Ebbene sì; se qualcuno chiedesse qual era il passatempo preferito dei santi nel
Medioevo, la risposta più pertinente –anche se magari non la più evangelica–
sarebbe proprio questa.
Chiudiamo gli occhi per un istante e immaginiamoci ovunque alberi sradicati, tronchi abbattuti, peggio, intere foreste rase al suolo. È il paesaggio poco idilliaco di cui si tinge l’Europa dalla caduta dell’Impero Romano fino alla fine del Medioevo –e anche oltre, nelle parti più orientali della Prussia.
Dal
concilio provinciale di Cartagine, che inaugurò la moda nel lontano 397 d.C.,
fino ai sinodi di Alba (1626) e di Alessandria (1702), che vietavano lo
svolgimento della festa del Maggio, è tutto un susseguirsi di Crociate contro
gli alberi. Arbores demonibus consacratae, gli alberi consacrati agli spiriti
del male; sono loro i rivali più temibili con cui tutti i campioni delle
agiografie medievali si devono misurare nelle campagne. E tra questi agguerriti
predicatori, c’è anche chi ci lascia le penne. Come Adalberto, vescovo di Praga,
fatto oggetto nel 997 d.C. di un fittissimo lancio di giavellotti durante una
messa celebrata sull’altare che lui stesso aveva fatto erigere incautamente poco
prima, al posto di un profana arbor. Ma quando non sono i cristiani a farne le
spese, gli alberi ricrescono lo stesso, in barba allo zelo dei predicatori. È il
caso del famoso noce di Benevento, abbattuto nel 663 d.C. da San Barbato e
miracolosamente ricresciuto qualche miglio più avanti secondo la leggenda
tramandata nel trattato De nuce maga beneventana del medico Pietro Piperno. E
che dire, invece, del pino abbattuto «con eroica fede nel Signore»
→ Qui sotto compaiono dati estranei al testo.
PR #129, opened 2026-06-12
feat(graph): Narrator nodes carry sect_affiliation + source_corpus (#103)

parametrization:
## Summary

`Closes #103`. Narrator (and edge) graph nodes carried **no** `sect_affiliation`/`source_corpus` for any source — only Hadith/Collection nodes did. This wires sect/corpus provenance through the full chain `resolve → canonical-schema → loader` so a Narrator node in Neo4j is sect- and corpus-tagged.

## Changes

**Schema** (`src/resolve/schemas.py`)
- `NARRATORS_CANONICAL_SCHEMA` gains `source_corpus` (scalar primary), `source_corpora` (multi-source list), `sect_affiliation` — **all nullable** so the other `narrators_canonical` producers (#109 / #117) are not forced to populate them.

**Derivation** (new `src/resolve/sect_affiliation.py`)
- `derive_sect_affiliation(corpora)` → narrator-level `SectAffiliation` (`sunni`/`shia`/`neutral`/`unknown`). Aggregation: only-Sunni→`sunni`, only-Shia→`shia`, **both→`neutral`** (a muhaddithat transmitting across Sunni *and* Shia chains), nothing-mapped→`unknown`. The corpus→tradition map mirrors the per-corpus `SECT` the parsers stamp; `fawaz` (per-collection sect) and `itqan` (mixed rijal DB) are intentionally unmapped → `unknown` rather than a guess.
- `normalize_corpus()` reconciles the **bio-provenance inconsistency** the issue flags (sanadset bios carry `source="kaggle_narrators"`, not a `SourceCorpus` value) so the scalar `Narrator.source_corpus` stays inside the enum domain; genuinely-unknown provenance → dropped.

**Producers** (`disambiguate.py`, `bio_promote.py`)
- `disambiguate` accumulates each mention's `source_corpus`; `bio_promote` each bio's normalized `source`. `bio_promote` is **merge-safe** — it unions onto corpora a prior `disambiguate` run already recorded (`_load_existing_canonical` setdefaults `source_corpora`), preserving the two-producer ordering contract.

**Loader** (`src/graph/load_nodes.py`)
- `_NARRATOR_MERGE` SETs `n.source_corpus` / `n.source_corpora` / `n.sect_affiliation` (explicit SET, no blanket `SET n += row`). Legacy/unpopulated rows default to `""` / `[]` / `"unknown"`.

**Provenance gate** (`src/parse/base.py`)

da San Martino –sì, esatto, proprio quello del mantello–, vescovo della città di
Tours?
Ma
se questa carrellata di aneddoti non vi basta e desiderate qualche nome più
illustre –che so, qualche pezzo grosso della fede che fa sempre notizia–,
pensate allora al caso emblematico di Benedetto da Norcia, attualmente il santo
prediletto dalla Sede Apostolica; mosso da forti intenti evangelizzatori,
arrivato in quel di Monte Cassino, la prima cosa che si premurò di fare
Benedetto fu distruggere un boschetto sacro ad Apollo che sorgeva sulla sommità
del monte. Ma se santi e predicatori impugnavano sovente le asce davanti a faggi
e querceti, i cosiddetti ‘laici’ non erano certo da meno. Basti pensare al
paladino del Sacro Romano Impero Carlo Magno, che nel 772 d.C., giunto a
Geismar, abbatté Irminsul, la quercia sacra ai Sassoni perché ritenuta l’asse
del mondo.
Eppure il cristianesimo medievale non ha gioco contro queste credenze, talmente radicate nel mondo contadino da mettere a repentaglio la sopravvivenza di molte abbazie nel contado all’alba del tredicesimo secolo. La scena che si profila è più o meno questa: di fronte all’avanzare della nuova civiltà comunale, portatrice dei valori borghesi del commercio e della concorrenza sconosciuti al mondo feudale –«la ragion di mercatura», come la chiamerà poi Boccaccio–, il clero secolare attraversa una fase di profondo declino, siamo agli inizi del ‘200. Rintanata nei palazzi vescovili tra Perugia, Viterbo e Roma, costretta a fare la spola per schivare la tempesta ereticale pauperista che imperversa nelle città, la corte papale sta perdendo progressivamente il controllo delle campagne, dove i focolari pagani non si sono mai spenti del tutto. Urge un esponente del mondo cristiano che riavvicini la Chiesa al suo popolo, specie dopo la svolta teocratica imposta da Innocenzo III nel 1215 e continuata dal suo successore Onorio.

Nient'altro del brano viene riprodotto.